Often I see people claim it’s essential for America to win the AI race against China (in whatever sense) for reasons like these:
Those claims slide between a few different actual threat models:
The Dario quote points to (3) with unusual directness. The “race rather than slowdown” ending of AGI 2027 also supposes that our AI lead will create interest in overthrowing the Chinese government. But most of the quotes I gave as examples above are interpreted as (1): that an AI-enabled Chinese government would overthrow Western governments.
My main point here is that (1) seems unfounded to me. China is not an aggressive nation at all. As far as I can tell, China has literally never attacked a non-bordering country in its entire history, nor have they ever tried to overthrow a foreign government by covert or manipulative means.
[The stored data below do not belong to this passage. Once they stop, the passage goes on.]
PR #307, opened 2016-06-24
Enable Panning Buttons for the Plot Window

eholum:
The little arrows in the plot window didn't do anything - so I added a simple notion of panning to the StilPlotter.

Basically for linear scales the axis moves by 1/4 the size of the axis. So panning on an axis of length 10 will move the axis by 2.5 in the specified direction.

Log scales will pan by a factor of 1/3, in either the positive or negative direction. I tried to figure out what Iris2.1 does, but it's panning is rather odd, so hopefully that makes sense.

Easy to change later on, I just wanted this functionality to be there.

### DIFF
--- a/iris-visualizer/src/main/java/cfa/vo/iris/visualizer/plotter/PlotterView.form
+++ b/iris-visualizer/src/main/java/cfa/vo/iris/visualizer/plotter/PlotterView.form
@@ -375,6 +375,9 @@
                   <Dimension value="null"/>
                 </Property>
               </Properties>
+              <Events>
+                <EventHandler event="actionPerformed" listener="java.awt.event.ActionListener" parameters="java.awt.event.ActionEvent" handler="upActionPerformed"/>
+              </Events>
             </Component>
             <Component class="cfa.vo.iris.visualizer.plotter.JButtonArrow" name="down">
               <Properties>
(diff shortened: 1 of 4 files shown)


olaurino:
Tested it and tried to stress it (not that I expected it to fail). Merge it.

I was hoping we could finally get nicer markers for the points. Can we just render points as, ahem... *points*? The current circles are interfering with the error bars and it doesn't look right.

Not that it's important in this PR, but since we're there :)

eholum:
Oh yeah, that's easy to do.

Just got to change it to one of these:

http://andromeda.star.bris.ac.uk/starjavadocs/uk/ac/starlink/ttools/plot/MarkShape.html

I don't have a preference, so whatever you would prefer we can do.

On Fri, Jun 24, 2016 at 4:42 PM, Omar Laurino <notifications@github.com>
wrote:

> Tested it and tried to stress it (not that I expected it to fail). Merge
> it.
>
> I was hoping we could finally get nicer markers for the points. Can we
> just render points as, ahem... *points*? The current circles are
> interfering with the error bars and it doesn't look right.
>
> Not that it's important in this PR, but since we're there :)
>
> —
> <https://github.com/ChandraCXC/iris/pull/307#issuecomment-228456896>, or mute
> the thread
> <https://github.com/notifications/unsubscribe/AHmNVVTCgws4YGI96bXRGDkC6WzhIp2Nks5qPEEwgaJpZM4I-GTW>
> .
>



-- 
Erik Holum

eholum:
Oh and, errors can be:
    none
    lines
    capped_lines
    caps
    arrows
    ellipse
    crosshair_ellipse
    rectangle
    crosshair_rectangle
    filled_ellipse
    filled_rectangle

Just need to change it in the default preferences object.

PR #308, opened 2016-07-15
iris-dev#77 Plot Evaluated Models

eholum:
Resolves 
https://github.com/ChandraCXC/iris-dev/issues/76
https://github.com/ChandraCXC/iris-dev/issues/77

Adds basic support for plotting the evaluated models after a fit. After a fit is completed the fitting tool immediately calls to evaluate the sed asynchronously from the visualizer preferences. I added a singleton holder, IrisVisualizer, for objects that need to be shared between the fitting tool and the plotter/MB. At this point it's pretty simple, but will need to be expanded for future integration of the two components.

A few points:
  + The models are evaluated asynchronously, and the datamodel will be updated after the evaluation completes.
  + As of now there is no notion of validation on the models. That will come in a later commit.
  + I fixed the unit tests in the visualizer, they were dependent on the serialization of the the SED in the swing EDT, now they are not.
  + Updated the color palette so that external callers can specify a starting color. Model functions will start at red then move around from there.
  + Changed the appearance of residuals/ratios to match whatever shape is currently in the plotter. Right now that is open circles, but easily changed.

### DIFF
--- a/iris-visualizer/src/main/java/cfa/vo/iris/fitting/FitController.java
+++ b/iris-visualizer/src/main/java/cfa/vo/iris/fitting/FitController.java
@@ -3,14 +3,11 @@ package cfa.vo.iris.fitting;
 import cfa.vo.iris.fitting.custom.CustomModelsManager;
 import cfa.vo.iris.fitting.custom.DefaultCustomModel;
 import cfa.vo.iris.fitting.custom.ModelsListener;
-import cfa.vo.iris.sed.ExtSed;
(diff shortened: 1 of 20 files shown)


eholum:
Oops, forgot to commit a file. Added and rebased. Previous head at 008028010c43e734bf74e9af6041753196d5fdf0.

jbudynk:
ok to merge

eholum:
merged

China is also unique among nuclear powers for its unconditional no-first-use policy, which at face value implies they would withhold a nuclear response to even an overwhelming conventional invasion. Further:
More broadly, China is a very inward-looking country compared to other major powers. Only 0.1% of Chinese residents were born abroad, much fewer than the 15% in America and 14% in France, fewer even than the 0.3% and 3% in India and Japan respectively. The Chinese government has peacefully compromised on almost all border disputes in central and southeast Asia, often taking a minority of the contested territory. (The Indian border is the exception.)
To many American voters and elites, tracing back to Woodrow Wilson more than 100 years ago, “the justification of America’s international role was messianic: America had an obligation, not to the balance of power, but to spread its principles throughout the world” (Kissinger). That isn’t the historical attitude of the Chinese government, whose leaders perceive foreign intervention or expansion as threatening to Chinese identity and culture.
It’s true that China doesn’t practice liberal governance. The core of liberalism is freedom of contract, limitations on government interference, and equal access to independent courts. In China, the CCP explicitly rejects limited government and exercises highly invasive control over business, speech, association, and religion. In China there’s no private ownership of land and no independent judiciary.
If you think it’s prudent to disable and overthrow the Chinese government when it becomes achievable militarily, then that’s certainly one (bellicose) position you could hold. Then you could say that a downside of losing the AI race is that the CCP may defend itself. But it’s unwise to project this ideological aggression onto the CCP itself without evidence.
Addendum: It would have been mistaken for a European to say, in 1895, "Who cares about American industrialization? They have almost no army and have barely left their far-away continent." Soon afterward that European might find the Americans replacing his regime or dismantling his empire. So a counterargument here is that in general, countries that become wealthy and militarily powerful become aggressive regardless of how passive they seemed before. Under this reasoning, China has had limited imperial ambitions in the past only because it e.g. lacked naval superiority. This has to be an argument based on a general view of human nature and government.